12 thoughts on “Data Governance. The irony of metadata management!

  1. You raise an important question vis-a-vis what is metadata. Take for example your inclision of data policies as business metadata. Some policies may run into tens of pages. Would the entire document constitue metadata? Me thinks not. In principle metadata should not be verbose. Thus a glossary of term qualiies as metadata but a full treatise of a topic is “data” and not “metadata”. So where do policies lie on this spectrum? I would say a list (title/tpics/headings) of policies that govern, say, data would be captured as metadata but the actual policy statement itself (if it especially runs into tens of pages is the actual data. Another example would be a set of principles used to govern, architecture. Beyond just the name, their is the statement, rationale and implications. Surely none of tht needs to be captured as metadata?

    1. Hi Bowie

      thank you for your comment

      I would agree that most companies would only capture a subset. however, when we start to get into, for example, some of the more complex legislation impacting on financial institutions, then we may want to capture more detail (or create links to the detail) in order to ensure compliance.
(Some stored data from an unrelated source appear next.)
PR #402, opened 2022-12-20
Replace `isEnabled` property with `isEnabled` environment key

PavelHolec:


Sources/Orbit/Components/ChoiceTile.swift
```diff
@@ -149,7 +149,7 @@ public struct ChoiceTile<Content: View>: View {
 
     @ViewBuilder var indicatorOverlay: some View {
         indicatorElement
-            .disabled(true)
+            .allowsHitTesting(false)
```
sjavora, line 152: What's the difference between this and the previous version?

Sources/Orbit/Components/InputField.swift
```diff
@@ -133,7 +134,7 @@ public struct InputField<Value>: View where Value: LosslessStringConvertible {
                 }
                 .accessibility(addTraits: .isButton)
                 .accessibility(.inputFieldPasswordToggle)
-                .opacity(state == .disabled ? 0 : 1)
+                .opacity(isEnabled ? 1 : 0)
```
sjavora, line 137: This won't ever happen if `isEnabled` is `false`.

Sources/Orbit/Support/Components/TagGroup.swift
```diff
@@ -23,8 +23,8 @@ public struct TagGroup<TM: TagModel>: View {
 
     @Environment(\.accessibilityReduceMotion) private var isReduceMotionEnabled
     @Environment(\.isFadeInEnabled) private var isFadeInEnabled
-    @State private var tagsFadeIn: [Bool] = []
-    @Binding private var tags: [TM]
+    @Binding var tags: [TM]
+    @State var tagsFadeIn: [Bool] = []
```
sjavora, line 27: Looks like we have an unwritten convention to order the property wrappers:
- `@Environment`
- `@Binding`
- `@State`

We should probably start a document with those, or at least an issue if we don't have enough of them yet.

Sources/Orbit/Components/ChoiceTile.swift
PavelHolec: Have not found yet a better way for these compositions. The scenario is that we want to display the indicator (radio/checkbox) **as if** it was enabled (disabling it here would cause it to be greyed out), yet we want it to not be accessible manually (accessibility itself is solved by the component, so the indicator alone should not be **interactive** by itself by any means).

Sources/Orbit/Components/InputField.swift
PavelHolec: Not sure I understand. We want to hide the eye icon toggle in case the field is disabled (the same condition as before, only reverted).

Sources/Orbit/Support/Components/TagGroup.swift
PavelHolec: Currently, it follows the loose order of how exposed the property is. 

It works for now, but maybe we may be breaking it in future, as the `@Binding` property is the one that can actually appear in the synthesized initializer for some internal helper views.

sjavora (approved):

PR #693, opened 2016-10-28
Change sample application names for discovery sample gen

tcoffee-google:
Previous sample application names were specific to Google Cloud Platform, and did not generalize appropriately to non-Cloud APIs. Moreover, they did not have the appropriate format for building the User-Agent header, for which purpose they are used by some client libraries.

Also simplify unnecessary naming overrides.


saicheems:
Btw, why do we set a sample name in Java? It doesn't seem to be done in any other language - does tagging with the service name and version allow us to gather statistics on sample usage?

saicheems:
Well yeah it does actually add the application name to the user agent:
https://github.com/google/google-api-java-client/blob/4fc8c099d9db5646770868cc1bc9a33c9225b3c7/google-api-client/src/main/java/com/google/api/client/googleapis/services/AbstractGoogleClientRequest.java#L117

And if you don't set the application name it logs a warning at you.

src/main/java/com/google/api/codegen/discovery/config/SampleConfig.java
```diff
@@ -87,6 +87,10 @@
   @JsonProperty("packagePrefix")
   public abstract String packagePrefix();
 
+  /** Returns a sample application name. */
+  @JsonProperty("appName")
+  public abstract String appName();
```
tcoffee-google: Yes, more consistent that way, I was just trying to avoid copying more code. We can do this for now, but I'd like to de-dupe the SampleMethodToViewTransformers once they're done.

src/main/java/com/google/api/codegen/discovery/viewmodel/SampleView.java
```diff
@@ -41,6 +41,8 @@ public String resourceRoot() {
 
   public abstract String apiVersion();
 
+  public abstract String appName();
```
saicheems: If you set `@Nullable` you don't have to provide it in any other language transformer.

vchudnov-g:
Could you add a few words to the description as to why we need this change?

src/main/java/com/google/api/codegen/discovery/viewmodel/SampleView.java
tcoffee-google: Good point. Done.

tcoffee-google:
> add a few words to the description

Done.

saicheems:
I suspect your test is failing due to the same issue Michael and I were observing...

LGTM - try to get it to pass before submitting

tcoffee-google:
Tests pass locally. Submitting.

PR #694, opened 2016-10-28
Delete old Java, Go, Ruby, PHP files

pongad:
These files are no longer needed after MVVM migration.

Adding engineers who worked on Discovery here to make sure I don't delete anything important.


saicheems:
I'm cool with it! Probably wait for another lgtm though

garrettjonesgoogle:
LGTM - let someone from discovery sign off too, as you say.

vchudnov-g:
I was defaulting to a plan where after we switch all languages to MVVM and have them working successfully, we would delete the old files en masse then, just to make it easier to refer back if we found a problem or something that hadn't been ported.

We are working and switching incrementally, though, (although we have not externally published anything created by the MVVM code yet) so if we're pretty confident all the switching work for these languages is done, we could go ahead and remove the old files incrementally. Thoughts?

garrettjonesgoogle:
If we want to save code for reference, I would recommend creating a reference branch instead of keeping the code around in master.

vchudnov-g:
That sounds good. Let's move the pre-MVVM code to a reference branch. As we continue to deprecate more languages' pre-MVVM code, let's also move it to the same (rebased) branch. Our final state should be all the MVVM code in that branch, and it should build. Soon after, once we can verify we're happy with the MVVM code paths, we'll delete the branch entirely.

pongad:
@vchudnov-g PTAL, are we good with this?

vchudnov-g:
LGTM. Update the issue title before submitting.

PR #695, opened 2016-10-28
Go uses FileHeaderView

pongad:


src/main/java/com/google/api/codegen/transformer/ImportTypeTransformer.java
```diff
@@ -24,12 +24,13 @@
 import java.util.Set;
 import java.util.TreeSet;
 
-public class ImportTypeTransformer {
+public class ImportTypeTransformer implements ImportGenerator {
```
garrettjonesgoogle: I don't think we should have separate "transformer" and "generator" terms. I would suggest renaming this existing class `ImportTypeTransformer` to `StandardImportTypeTransformer` and renaming the interface `ImportGenerator` to `ImportTypeTransformer`.

src/main/java/com/google/api/codegen/transformer/csharp/CSharpGapicClientTransformer.java
```diff
@@ -133,7 +127,7 @@ private StaticLangApiAndSettingsFileView generateApiAndSettingsView(
 
     // must be done as the last step to catch all imports
     csharpCommonTransformer.addCommonImports(context);
-    fileView.fileHeader(fileHeaderTransformer.generateFileHeader(context));
+    fileView.fileHeader(fileHeaderTransformer.generateFileHeader(context, importTypeTransformer));
```
garrettjonesgoogle: I would prefer the fileHeaderTransformer to take importTypeTransformer in its constructor.

src/main/java/com/google/api/codegen/transformer/ImportTypeTransformer.java
pongad: Done

src/main/java/com/google/api/codegen/transformer/csharp/CSharpGapicClientTransformer.java
pongad: Done

pongad:
@garrettjonesgoogle PTAL

garrettjonesgoogle:
LGTM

      It is the ability to link various (different) metadata elements to each other that adds real value in the governance environment. Also reuse of metadata – so if one terms depends on another we should be able to nest definitions without having to recapture everything.

      Policies define how we will use data – the level of detail will depend on the requirement

  2. @Gary – It’s like the chicken and egg…but I digress. 😀

    I’m presenting at the IAIDQ / ECCMA conference next month and one of the themes of my talk is this very question. To prime the pump a little, I am going to offer up a way of looking at the information –> data –> metadata continuum, with thanks to Dr. Barry Devlin for helping me form this idea, this way:

    It’s all information. In its purest form, information is ‘out here’. It is language, thoughts and the human experience. Data is technically (Barry uses: ‘digitally’) enhanced information. What that implies straight away, is all data is referential: if we have a word, or name or phrase captured on a rock, a book or a database table it is data. Metadata, then is data used to reference (as a set) itself. (What it also implies is ‘any’ information can be enhanced in any number of ways, to become data.) To some of you, saying that metadata is self-referencing is back to the ‘metadata is data about data’ but here is where the difference lies.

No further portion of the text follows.